#### [Excerpted records]

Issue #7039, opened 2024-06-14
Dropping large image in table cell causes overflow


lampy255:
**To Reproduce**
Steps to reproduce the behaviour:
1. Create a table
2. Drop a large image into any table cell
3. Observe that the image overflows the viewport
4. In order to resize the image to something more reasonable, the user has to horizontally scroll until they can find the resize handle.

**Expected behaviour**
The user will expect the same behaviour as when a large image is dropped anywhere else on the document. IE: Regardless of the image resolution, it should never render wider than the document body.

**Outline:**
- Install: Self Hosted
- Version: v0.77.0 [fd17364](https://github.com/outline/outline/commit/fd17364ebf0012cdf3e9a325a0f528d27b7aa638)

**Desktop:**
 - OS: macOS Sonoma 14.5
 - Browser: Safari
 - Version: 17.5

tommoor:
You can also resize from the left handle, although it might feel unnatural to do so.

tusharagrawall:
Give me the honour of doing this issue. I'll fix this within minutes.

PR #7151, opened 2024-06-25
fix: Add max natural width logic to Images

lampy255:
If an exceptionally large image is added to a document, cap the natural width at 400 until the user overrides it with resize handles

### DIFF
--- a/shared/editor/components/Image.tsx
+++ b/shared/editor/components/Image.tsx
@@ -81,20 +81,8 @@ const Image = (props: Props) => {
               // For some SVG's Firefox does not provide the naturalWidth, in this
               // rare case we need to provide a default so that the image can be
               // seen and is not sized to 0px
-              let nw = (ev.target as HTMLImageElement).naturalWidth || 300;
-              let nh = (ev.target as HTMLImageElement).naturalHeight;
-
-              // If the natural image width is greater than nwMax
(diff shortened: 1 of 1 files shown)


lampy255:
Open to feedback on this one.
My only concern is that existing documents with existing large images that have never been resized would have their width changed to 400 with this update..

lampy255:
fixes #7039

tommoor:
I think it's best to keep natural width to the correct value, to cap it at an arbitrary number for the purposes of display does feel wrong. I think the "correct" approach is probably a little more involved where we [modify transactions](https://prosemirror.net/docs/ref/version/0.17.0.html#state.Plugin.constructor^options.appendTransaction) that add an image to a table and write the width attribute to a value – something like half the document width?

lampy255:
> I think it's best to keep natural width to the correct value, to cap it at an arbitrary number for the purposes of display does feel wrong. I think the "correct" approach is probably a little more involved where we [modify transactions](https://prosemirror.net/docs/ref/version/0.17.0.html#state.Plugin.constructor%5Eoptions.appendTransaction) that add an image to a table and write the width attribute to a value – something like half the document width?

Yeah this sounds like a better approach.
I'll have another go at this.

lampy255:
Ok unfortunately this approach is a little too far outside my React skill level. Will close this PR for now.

#### [Assignment]
Make an exact transcription of the entries.

#### [Response area]
Issue #7039, opened 2024-06-14
Dropping large image in table cell causes overflow


lampy255:
**To Reproduce**
Steps to reproduce the behaviour:
1. Create a table
2. Drop a large image into any table cell
3. Observe that the image overflows the viewport
4. In order to resize the image to something more reasonable, the user has to horizontally scroll until they can find the resize handle.

**Expected behaviour**
The user will expect the same behaviour as when a large image is dropped anywhere else on the document. IE: Regardless of the image resolution, it should never render wider than the document body.

**Outline:**
- Install: Self Hosted
- Version: v0.77.0 [fd17364](https://github.com/outline/outline/commit/fd17364ebf0012cdf3e9a325a0f528d27b7aa638)

**Desktop:**
 - OS: macOS Sonoma 14.5
 - Browser: Safari
 - Version: 17.5

tommoor:
You can also resize from the left handle, although it might feel unnatural to do so.

tusharagrawall:
Give me the honour of doing this issue. I'll fix this within minutes.

PR #7151, opened 2024-06-25
fix: Add max natural width logic to Images

lampy255:
If an exceptionally large image is added to a document, cap the natural width at 400 until the user overrides it with resize handles

### DIFF
--- a/shared/editor/components/Image.tsx
+++ b/shared/editor/components/Image.tsx
@@ -81,20 +81,8 @@ const Image = (props: Props) => {
               // For some SVG's Firefox does not provide the naturalWidth, in this
               // rare case we need to provide a default so that the image can be
               // seen and is not sized to 0px
-              let nw = (ev.target as HTMLImageElement).naturalWidth || 300;
-              let nh = (ev.target as HTMLImageElement).naturalHeight;
-
-              // If the natural image width is greater than nwMax
(diff shortened: 1 of 1 files shown)


lampy255:
Open to feedback on this one.
My only concern is that existing documents with existing large images that have never been resized would have their width changed to 400 with this update..

lampy255:
fixes #7039

tommoor:
I think it's best to keep natural width to the correct value, to cap it at an arbitrary number for the purposes of display does feel wrong. I think the "correct" approach is probably a little more involved where we [modify transactions](https://prosemirror.net/docs/ref/version/0.17.0.html#state.Plugin.constructor^options.appendTransaction) that add an image to a table and write the width attribute to a value – something like half the document width?

lampy255:
> I think it's best to keep natural width to the correct value, to cap it at an arbitrary number for the purposes of display does feel wrong. I think the "correct" approach is probably a little more involved where we [modify transactions](https://prosemirror.net/docs/ref/version/0.17.0.html#state.Plugin.constructor%5Eoptions.appendTransaction) that add an image to a table and write the width attribute to a value – something like half the document width?

Yeah this sounds like a better approach.
I'll have another go at this.

lampy255:
Ok unfortunately this approach is a little too far outside my React skill level. Will close this PR for now.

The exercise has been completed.